Your goal: The answer is every record that follows, printed exactly.

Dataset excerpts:
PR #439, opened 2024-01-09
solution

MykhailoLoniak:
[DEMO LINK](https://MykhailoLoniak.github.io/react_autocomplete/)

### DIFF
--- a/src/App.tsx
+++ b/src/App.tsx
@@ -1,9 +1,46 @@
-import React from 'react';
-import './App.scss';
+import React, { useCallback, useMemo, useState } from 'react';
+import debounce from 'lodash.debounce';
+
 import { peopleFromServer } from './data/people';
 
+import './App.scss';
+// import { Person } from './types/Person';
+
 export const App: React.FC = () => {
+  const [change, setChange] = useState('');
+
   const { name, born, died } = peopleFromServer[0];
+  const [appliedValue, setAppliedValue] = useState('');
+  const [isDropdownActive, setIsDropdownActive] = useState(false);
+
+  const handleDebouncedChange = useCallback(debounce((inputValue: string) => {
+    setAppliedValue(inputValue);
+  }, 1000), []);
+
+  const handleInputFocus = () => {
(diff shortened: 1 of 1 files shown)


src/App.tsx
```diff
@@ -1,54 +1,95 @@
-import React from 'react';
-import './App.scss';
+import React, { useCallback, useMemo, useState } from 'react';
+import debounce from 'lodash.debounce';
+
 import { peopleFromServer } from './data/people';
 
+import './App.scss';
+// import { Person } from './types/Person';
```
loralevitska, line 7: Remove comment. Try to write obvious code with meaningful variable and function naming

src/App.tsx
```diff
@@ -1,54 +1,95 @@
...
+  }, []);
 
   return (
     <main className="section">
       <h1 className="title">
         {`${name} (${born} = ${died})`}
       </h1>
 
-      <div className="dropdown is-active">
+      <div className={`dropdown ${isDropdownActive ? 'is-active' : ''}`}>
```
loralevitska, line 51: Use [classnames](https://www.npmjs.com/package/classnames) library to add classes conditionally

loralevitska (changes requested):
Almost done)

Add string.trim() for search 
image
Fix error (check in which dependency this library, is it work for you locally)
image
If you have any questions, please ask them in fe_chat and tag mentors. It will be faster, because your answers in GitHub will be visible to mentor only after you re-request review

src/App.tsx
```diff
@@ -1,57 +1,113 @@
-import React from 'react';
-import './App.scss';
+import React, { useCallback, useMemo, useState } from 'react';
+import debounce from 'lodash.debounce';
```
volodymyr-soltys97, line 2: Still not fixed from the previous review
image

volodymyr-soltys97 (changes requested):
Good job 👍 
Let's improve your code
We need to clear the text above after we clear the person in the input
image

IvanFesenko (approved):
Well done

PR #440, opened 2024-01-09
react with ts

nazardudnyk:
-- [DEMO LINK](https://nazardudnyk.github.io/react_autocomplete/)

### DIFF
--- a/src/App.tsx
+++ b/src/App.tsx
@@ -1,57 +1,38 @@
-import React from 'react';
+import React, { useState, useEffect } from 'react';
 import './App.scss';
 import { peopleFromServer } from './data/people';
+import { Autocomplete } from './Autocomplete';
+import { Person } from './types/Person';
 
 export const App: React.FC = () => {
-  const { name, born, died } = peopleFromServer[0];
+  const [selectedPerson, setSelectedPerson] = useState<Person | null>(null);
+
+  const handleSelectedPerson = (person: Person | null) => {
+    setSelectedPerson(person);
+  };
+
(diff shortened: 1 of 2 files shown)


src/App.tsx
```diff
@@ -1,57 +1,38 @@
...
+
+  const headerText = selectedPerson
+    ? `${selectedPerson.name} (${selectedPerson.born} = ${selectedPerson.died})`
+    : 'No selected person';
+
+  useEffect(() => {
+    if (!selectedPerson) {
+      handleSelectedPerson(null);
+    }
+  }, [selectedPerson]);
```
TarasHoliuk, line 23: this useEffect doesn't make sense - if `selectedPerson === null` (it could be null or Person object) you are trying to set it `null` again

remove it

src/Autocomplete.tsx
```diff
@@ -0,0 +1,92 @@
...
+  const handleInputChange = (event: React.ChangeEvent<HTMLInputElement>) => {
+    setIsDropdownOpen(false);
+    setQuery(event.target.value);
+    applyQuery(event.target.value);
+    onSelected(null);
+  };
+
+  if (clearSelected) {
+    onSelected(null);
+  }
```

Answer for the task:
PR #439, opened 2024-01-09
solution

MykhailoLoniak:
[DEMO LINK](https://MykhailoLoniak.github.io/react_autocomplete/)

### DIFF
--- a/src/App.tsx
+++ b/src/App.tsx
@@ -1,9 +1,46 @@
-import React from 'react';
-import './App.scss';
+import React, { useCallback, useMemo, useState } from 'react';
+import debounce from 'lodash.debounce';
+
 import { peopleFromServer } from './data/people';
 
+import './App.scss';
+// import { Person } from './types/Person';
+
 export const App: React.FC = () => {
+  const [change, setChange] = useState('');
+
   const { name, born, died } = peopleFromServer[0];
+  const [appliedValue, setAppliedValue] = useState('');
+  const [isDropdownActive, setIsDropdownActive] = useState(false);
+
+  const handleDebouncedChange = useCallback(debounce((inputValue: string) => {
+    setAppliedValue(inputValue);
+  }, 1000), []);
+
+  const handleInputFocus = () => {
(diff shortened: 1 of 1 files shown)


src/App.tsx
```diff
@@ -1,54 +1,95 @@
-import React from 'react';
-import './App.scss';
+import React, { useCallback, useMemo, useState } from 'react';
+import debounce from 'lodash.debounce';
+
 import { peopleFromServer } from './data/people';
 
+import './App.scss';
+// import { Person } from './types/Person';
```
loralevitska, line 7: Remove comment. Try to write obvious code with meaningful variable and function naming

src/App.tsx
```diff
@@ -1,54 +1,95 @@
...
+  }, []);
 
   return (
     <main className="section">
       <h1 className="title">
         {`${name} (${born} = ${died})`}
       </h1>
 
-      <div className="dropdown is-active">
+      <div className={`dropdown ${isDropdownActive ? 'is-active' : ''}`}>
```
loralevitska, line 51: Use [classnames](https://www.npmjs.com/package/classnames) library to add classes conditionally

loralevitska (changes requested):
Almost done)

Add string.trim() for search 
image
Fix error (check in which dependency this library, is it work for you locally)
image
If you have any questions, please ask them in fe_chat and tag mentors. It will be faster, because your answers in GitHub will be visible to mentor only after you re-request review

src/App.tsx
```diff
@@ -1,57 +1,113 @@
-import React from 'react';
-import './App.scss';
+import React, { useCallback, useMemo, useState } from 'react';
+import debounce from 'lodash.debounce';
```
volodymyr-soltys97, line 2: Still not fixed from the previous review
image

volodymyr-soltys97 (changes requested):
Good job 👍 
Let's improve your code
We need to clear the text above after we clear the person in the input
image

IvanFesenko (approved):
Well done

PR #440, opened 2024-01-09
react with ts

nazardudnyk:
-- [DEMO LINK](https://nazardudnyk.github.io/react_autocomplete/)

### DIFF
--- a/src/App.tsx
+++ b/src/App.tsx
@@ -1,57 +1,38 @@
-import React from 'react';
+import React, { useState, useEffect } from 'react';
 import './App.scss';
 import { peopleFromServer } from './data/people';
+import { Autocomplete } from './Autocomplete';
+import { Person } from './types/Person';
 
 export const App: React.FC = () => {
-  const { name, born, died } = peopleFromServer[0];
+  const [selectedPerson, setSelectedPerson] = useState<Person | null>(null);
+
+  const handleSelectedPerson = (person: Person | null) => {
+    setSelectedPerson(person);
+  };
+
(diff shortened: 1 of 2 files shown)


src/App.tsx
```diff
@@ -1,57 +1,38 @@
...
+
+  const headerText = selectedPerson
+    ? `${selectedPerson.name} (${selectedPerson.born} = ${selectedPerson.died})`
+    : 'No selected person';
+
+  useEffect(() => {
+    if (!selectedPerson) {
+      handleSelectedPerson(null);
+    }
+  }, [selectedPerson]);
```
TarasHoliuk, line 23: this useEffect doesn't make sense - if `selectedPerson === null` (it could be null or Person object) you are trying to set it `null` again

remove it

src/Autocomplete.tsx
```diff
@@ -0,0 +1,92 @@
...
+  const handleInputChange = (event: React.ChangeEvent<HTMLInputElement>) => {
+    setIsDropdownOpen(false);
+    setQuery(event.target.value);
+    applyQuery(event.target.value);
+    onSelected(null);
+  };
+
+  if (clearSelected) {
+    onSelected(null);
+  }
```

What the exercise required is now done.